Task statement — Go through the entries below and tally the lines containing the string "settings"; report only the tally.

Supplied data —

:::::

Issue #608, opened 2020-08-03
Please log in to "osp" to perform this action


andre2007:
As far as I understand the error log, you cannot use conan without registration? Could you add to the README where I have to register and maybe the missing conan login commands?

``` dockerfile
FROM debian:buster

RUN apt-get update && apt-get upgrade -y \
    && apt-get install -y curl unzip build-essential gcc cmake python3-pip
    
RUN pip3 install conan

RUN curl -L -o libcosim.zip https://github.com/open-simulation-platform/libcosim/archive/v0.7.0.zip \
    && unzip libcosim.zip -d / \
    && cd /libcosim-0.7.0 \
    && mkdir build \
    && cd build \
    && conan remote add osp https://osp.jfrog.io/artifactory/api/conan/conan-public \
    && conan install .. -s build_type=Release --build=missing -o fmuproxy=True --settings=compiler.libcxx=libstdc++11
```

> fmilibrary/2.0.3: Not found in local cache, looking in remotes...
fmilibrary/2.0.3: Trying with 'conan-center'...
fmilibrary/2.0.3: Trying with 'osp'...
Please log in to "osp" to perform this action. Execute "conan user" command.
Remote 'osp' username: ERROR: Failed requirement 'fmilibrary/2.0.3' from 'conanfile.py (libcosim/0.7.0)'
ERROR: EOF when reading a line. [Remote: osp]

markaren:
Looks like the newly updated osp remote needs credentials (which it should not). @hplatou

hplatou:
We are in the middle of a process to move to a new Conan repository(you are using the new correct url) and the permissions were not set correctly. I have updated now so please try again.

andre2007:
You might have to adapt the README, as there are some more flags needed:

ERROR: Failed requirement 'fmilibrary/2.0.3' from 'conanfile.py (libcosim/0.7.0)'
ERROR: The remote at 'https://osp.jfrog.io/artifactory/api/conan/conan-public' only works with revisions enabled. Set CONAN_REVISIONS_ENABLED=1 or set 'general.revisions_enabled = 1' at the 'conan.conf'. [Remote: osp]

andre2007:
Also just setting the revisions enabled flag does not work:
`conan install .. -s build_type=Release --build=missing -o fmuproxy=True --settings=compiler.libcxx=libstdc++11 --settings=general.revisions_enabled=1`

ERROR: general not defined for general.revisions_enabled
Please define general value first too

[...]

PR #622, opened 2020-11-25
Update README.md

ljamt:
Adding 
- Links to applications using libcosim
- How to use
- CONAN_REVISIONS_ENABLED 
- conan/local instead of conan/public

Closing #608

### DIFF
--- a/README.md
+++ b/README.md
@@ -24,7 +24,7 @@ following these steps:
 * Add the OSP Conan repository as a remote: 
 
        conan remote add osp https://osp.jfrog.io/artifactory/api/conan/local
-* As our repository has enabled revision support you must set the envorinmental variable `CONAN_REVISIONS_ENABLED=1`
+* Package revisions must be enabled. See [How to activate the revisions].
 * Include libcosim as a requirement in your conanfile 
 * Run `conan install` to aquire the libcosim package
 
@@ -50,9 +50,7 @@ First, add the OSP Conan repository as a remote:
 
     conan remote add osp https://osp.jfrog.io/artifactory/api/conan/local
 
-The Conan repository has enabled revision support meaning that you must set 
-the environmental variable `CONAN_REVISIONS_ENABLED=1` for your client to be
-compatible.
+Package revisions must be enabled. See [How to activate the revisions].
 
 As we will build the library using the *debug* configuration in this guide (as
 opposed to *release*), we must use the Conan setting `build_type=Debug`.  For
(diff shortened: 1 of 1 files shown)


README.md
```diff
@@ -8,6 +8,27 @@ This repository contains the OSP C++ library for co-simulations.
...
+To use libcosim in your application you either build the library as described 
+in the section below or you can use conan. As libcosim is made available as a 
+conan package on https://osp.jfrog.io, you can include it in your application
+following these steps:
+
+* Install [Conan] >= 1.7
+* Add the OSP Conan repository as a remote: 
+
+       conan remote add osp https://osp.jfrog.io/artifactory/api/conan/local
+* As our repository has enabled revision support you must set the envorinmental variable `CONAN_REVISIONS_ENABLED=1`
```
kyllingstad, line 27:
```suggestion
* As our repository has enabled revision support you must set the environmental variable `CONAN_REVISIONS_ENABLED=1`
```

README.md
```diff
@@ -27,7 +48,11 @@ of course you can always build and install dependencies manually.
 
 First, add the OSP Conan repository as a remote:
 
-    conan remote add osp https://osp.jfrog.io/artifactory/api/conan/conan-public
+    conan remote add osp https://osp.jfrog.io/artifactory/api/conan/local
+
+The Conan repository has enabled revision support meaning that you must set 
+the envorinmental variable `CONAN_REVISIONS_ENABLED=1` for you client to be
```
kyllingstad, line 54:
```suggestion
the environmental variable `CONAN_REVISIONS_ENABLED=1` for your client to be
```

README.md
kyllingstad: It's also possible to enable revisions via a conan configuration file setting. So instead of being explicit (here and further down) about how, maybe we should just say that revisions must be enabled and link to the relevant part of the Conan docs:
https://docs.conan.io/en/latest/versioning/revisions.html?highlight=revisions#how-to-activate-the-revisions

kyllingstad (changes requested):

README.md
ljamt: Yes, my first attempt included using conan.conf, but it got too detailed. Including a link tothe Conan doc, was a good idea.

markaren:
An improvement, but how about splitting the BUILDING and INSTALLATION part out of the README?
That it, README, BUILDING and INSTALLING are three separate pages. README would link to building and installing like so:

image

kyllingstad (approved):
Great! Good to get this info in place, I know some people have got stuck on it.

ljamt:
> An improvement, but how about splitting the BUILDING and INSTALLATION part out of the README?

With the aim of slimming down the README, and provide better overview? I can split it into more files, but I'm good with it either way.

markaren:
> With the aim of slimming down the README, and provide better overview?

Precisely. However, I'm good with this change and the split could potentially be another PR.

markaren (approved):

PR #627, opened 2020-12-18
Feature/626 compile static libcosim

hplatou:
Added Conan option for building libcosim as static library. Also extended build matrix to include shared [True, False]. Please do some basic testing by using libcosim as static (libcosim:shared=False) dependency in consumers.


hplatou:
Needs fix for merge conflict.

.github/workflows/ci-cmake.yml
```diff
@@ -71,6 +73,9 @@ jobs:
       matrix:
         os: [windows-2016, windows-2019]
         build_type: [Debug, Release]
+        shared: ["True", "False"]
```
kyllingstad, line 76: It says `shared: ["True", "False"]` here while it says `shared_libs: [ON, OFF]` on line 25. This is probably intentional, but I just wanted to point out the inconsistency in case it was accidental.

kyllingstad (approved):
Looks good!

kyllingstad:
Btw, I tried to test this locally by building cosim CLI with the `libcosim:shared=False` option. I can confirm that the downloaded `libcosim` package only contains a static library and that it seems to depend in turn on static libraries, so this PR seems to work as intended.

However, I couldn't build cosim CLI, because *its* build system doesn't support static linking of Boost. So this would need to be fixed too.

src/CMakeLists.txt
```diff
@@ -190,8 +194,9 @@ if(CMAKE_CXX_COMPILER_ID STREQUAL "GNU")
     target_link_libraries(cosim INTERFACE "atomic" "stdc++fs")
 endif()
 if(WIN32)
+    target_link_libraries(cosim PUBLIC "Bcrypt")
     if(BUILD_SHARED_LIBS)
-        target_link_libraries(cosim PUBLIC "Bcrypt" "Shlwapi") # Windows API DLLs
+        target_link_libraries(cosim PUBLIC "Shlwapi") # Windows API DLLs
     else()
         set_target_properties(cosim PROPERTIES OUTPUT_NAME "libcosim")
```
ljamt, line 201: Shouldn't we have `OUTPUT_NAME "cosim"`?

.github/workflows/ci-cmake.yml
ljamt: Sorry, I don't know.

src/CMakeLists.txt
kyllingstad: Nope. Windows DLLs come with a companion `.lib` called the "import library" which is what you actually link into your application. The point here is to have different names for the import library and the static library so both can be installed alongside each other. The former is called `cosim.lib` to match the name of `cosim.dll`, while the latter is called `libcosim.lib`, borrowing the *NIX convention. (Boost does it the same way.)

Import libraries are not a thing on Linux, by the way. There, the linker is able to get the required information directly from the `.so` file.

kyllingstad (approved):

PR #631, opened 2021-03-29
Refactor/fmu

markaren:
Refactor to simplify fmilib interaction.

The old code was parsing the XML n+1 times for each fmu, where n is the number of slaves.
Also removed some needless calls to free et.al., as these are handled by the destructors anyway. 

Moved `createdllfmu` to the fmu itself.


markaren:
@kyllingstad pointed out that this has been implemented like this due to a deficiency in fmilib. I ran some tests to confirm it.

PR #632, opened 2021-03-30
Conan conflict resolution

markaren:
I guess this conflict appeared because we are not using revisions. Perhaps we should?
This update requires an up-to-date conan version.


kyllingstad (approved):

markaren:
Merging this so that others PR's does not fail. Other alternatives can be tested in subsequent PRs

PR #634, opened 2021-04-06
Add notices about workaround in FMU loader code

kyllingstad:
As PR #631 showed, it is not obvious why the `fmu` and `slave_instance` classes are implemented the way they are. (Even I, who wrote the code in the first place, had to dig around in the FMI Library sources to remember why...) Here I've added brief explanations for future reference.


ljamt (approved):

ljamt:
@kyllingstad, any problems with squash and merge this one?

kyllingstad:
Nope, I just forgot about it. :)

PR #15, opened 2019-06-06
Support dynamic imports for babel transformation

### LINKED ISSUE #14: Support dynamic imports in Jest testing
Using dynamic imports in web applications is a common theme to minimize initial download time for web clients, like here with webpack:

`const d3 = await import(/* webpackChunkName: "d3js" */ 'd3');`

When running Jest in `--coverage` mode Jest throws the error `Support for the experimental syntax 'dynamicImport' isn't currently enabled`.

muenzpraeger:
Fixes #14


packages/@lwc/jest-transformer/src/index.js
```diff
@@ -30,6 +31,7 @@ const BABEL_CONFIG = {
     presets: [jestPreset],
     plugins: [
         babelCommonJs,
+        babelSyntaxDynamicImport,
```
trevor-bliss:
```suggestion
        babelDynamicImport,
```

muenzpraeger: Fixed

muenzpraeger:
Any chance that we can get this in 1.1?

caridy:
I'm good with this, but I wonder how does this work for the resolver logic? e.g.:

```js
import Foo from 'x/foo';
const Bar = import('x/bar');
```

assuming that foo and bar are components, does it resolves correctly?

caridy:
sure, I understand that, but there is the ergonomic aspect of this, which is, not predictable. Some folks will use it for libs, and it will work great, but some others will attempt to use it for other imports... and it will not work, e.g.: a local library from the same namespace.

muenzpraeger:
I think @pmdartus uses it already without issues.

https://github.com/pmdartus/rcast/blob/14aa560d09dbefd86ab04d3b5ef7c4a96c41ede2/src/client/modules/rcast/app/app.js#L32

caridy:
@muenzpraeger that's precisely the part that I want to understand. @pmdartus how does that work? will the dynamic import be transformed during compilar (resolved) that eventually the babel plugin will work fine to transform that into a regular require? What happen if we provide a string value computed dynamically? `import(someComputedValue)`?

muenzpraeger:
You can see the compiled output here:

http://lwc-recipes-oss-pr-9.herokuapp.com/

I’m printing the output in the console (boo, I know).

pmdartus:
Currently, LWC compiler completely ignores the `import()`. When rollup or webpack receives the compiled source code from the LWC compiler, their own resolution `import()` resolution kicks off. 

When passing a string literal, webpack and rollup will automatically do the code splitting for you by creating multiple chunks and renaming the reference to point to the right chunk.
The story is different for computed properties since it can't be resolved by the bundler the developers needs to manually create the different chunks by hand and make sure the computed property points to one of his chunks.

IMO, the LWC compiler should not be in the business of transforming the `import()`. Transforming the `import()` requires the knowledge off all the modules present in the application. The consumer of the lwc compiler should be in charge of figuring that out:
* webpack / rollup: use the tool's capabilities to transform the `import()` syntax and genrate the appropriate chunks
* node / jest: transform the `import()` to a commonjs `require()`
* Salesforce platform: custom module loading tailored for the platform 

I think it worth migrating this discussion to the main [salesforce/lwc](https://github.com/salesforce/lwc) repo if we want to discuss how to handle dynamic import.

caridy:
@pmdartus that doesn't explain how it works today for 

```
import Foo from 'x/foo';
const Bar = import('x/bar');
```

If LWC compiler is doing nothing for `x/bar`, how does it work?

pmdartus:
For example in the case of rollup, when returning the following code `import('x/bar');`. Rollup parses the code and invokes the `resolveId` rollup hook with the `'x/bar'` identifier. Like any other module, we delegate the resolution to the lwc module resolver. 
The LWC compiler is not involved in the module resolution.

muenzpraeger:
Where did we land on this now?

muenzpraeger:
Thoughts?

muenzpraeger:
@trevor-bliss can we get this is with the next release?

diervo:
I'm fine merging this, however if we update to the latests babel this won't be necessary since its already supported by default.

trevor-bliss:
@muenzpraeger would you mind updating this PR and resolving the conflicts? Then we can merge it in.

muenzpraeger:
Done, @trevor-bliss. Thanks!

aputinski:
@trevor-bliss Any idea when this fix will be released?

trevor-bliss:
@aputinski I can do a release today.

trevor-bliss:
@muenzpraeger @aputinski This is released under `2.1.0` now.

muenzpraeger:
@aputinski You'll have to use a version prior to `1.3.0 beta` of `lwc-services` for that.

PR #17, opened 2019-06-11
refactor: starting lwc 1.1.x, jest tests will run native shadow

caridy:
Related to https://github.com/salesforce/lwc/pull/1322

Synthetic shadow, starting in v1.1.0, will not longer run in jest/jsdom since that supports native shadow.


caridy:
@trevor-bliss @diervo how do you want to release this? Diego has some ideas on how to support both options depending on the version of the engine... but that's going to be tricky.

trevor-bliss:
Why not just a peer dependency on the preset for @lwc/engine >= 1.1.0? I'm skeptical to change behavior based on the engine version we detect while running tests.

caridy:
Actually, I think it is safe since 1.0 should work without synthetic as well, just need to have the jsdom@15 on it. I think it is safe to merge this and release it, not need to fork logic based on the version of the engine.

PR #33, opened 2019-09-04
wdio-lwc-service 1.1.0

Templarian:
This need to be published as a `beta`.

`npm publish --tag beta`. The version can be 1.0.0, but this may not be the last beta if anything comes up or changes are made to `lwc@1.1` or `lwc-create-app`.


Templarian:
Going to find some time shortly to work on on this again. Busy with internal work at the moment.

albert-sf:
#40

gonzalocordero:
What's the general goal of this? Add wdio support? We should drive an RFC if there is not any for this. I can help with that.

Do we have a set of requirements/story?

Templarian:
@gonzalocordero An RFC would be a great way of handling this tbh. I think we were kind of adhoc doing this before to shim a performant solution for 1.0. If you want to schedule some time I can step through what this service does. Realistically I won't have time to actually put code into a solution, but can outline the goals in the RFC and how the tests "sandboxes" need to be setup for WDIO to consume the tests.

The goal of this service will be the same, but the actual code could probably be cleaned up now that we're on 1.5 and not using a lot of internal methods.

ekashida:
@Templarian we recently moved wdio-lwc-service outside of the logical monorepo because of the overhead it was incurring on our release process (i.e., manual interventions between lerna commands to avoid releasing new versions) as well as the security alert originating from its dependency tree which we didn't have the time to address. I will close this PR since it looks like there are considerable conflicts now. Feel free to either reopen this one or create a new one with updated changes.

:::::

Result of the exercise — 2